La peregrina por Cristian Morales

Mi relación con la navegación empezó hace 11 años. Viajaba por España y llamé a mis padres para darles feliz navidad. Mientras conversábamos mi viejo me cuenta que invertirá gran parte de sus ahorros en la construcción de una Lancha Chilota. ¿Lancha Chilota?, dije. Conocía Chiloé y las barcazas que surcan los canales del sur de Chile, pero nunca había oído hablar de Lanchas Chilotas. Me cuenta que hace unas semanas estuvo navegando en una.  Estaba cruzando el Seno del Reloncavi, al timón, en medio un temporal, tomando mate y sintiendo esa energía vital que entrega la inmensidad del mar, el frío viento en la cara que tensa las velas y hace crujir el mástil y las cuadernas como un árbol añoso y cansado. Me cuenta que sintió una Epifanía profunda, una iluminación momentánea y fugaz, de esas que se sienten pocas veces y que te hacen tomar decisiones trascendentales que cambian el rumbo de tu vida. Sin más, decide embarcarse en el desafiante y desconocido periplo de la construcción de un barco de madera.

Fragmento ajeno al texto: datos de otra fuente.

PR #1707, opened 2024-01-08
ISAM2: Add variables before computing delta

### LINKED ISSUE #301: Bug while using dogleg optimizer
I have created an unit test (`examples/SFMExample_SmartFactor_bug.cpp`) to illustrate the issue and can be found in my [fork](https://github.com/kvmanohar22/gtsam/tree/dogleg_bug)

In the discussion in [issue:367](https://bitbucket.org/gtborg/gtsam/issues/367/isam2-with-smart-factors-null-ptr-segfault), this bug was resolved but seems like it is popping up again.

## Description

This error seems to pop up when using Dogleg optimizer as part of ISAM2. Following is the reason for this error.

Assume `graph_` represents the existing graph (passed previously to `gtsam::ISAM2`) that has smart factors. Suppose a smart factor was already in the previous graph and we update the smart factor with a new measurement from a pose (this pose was not part of previous graph).

Assuming that the following condition holds true ([line](https://github.com/borglab/gtsam/blob/b4eb0c233d683eaf47511ee9b062dc3c822484df/gtsam/nonlinear/ISAM2.cpp#L424))
```cpp
  // Update delta if we need it to check relinearization later
  if (update.relinarizationNeeded(update_count_))
    updateDelta(updateParams.forceFullSolve);
```
the error can be reproduced. Specifically, the error arises from the following [line](https://github.com/borglab/gtsam/blob/b4eb0c233d683eaf47511ee9b062dc3c822484df/gtsam/nonlinear/ISAM2.cpp#L746) which tries to compute the error of the previous graph but without updating `theta_`

I have tried to simulate this in the unit test.

```cpp
nonlinearFactors_.error(theta_),
```

## Steps to reproduce

Just run the new unit test that I have added (in my fork) using

```bash
make SFMExample_SmartFactor_bug.run
```
which results in the following error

Contactó a dos carpinteros de ribera chilotes, Jaime Gallardo y Jose Mautor. Jaime le dice que por tradición tienen que encontrar el nombre de la embarcación antes de comenzar a construir. La Peregrina apareció entonces luego de un paseo por el mercado Persa de Santiago, en un anticuario encuentra el ancla de un galeón español que naufragó en el Canal de Chacao, Chiloe. En el 1792. El Ancla tenía grabado el nombre del barco hundido. Así nació La Peregrina y empezó mi historia como navegante.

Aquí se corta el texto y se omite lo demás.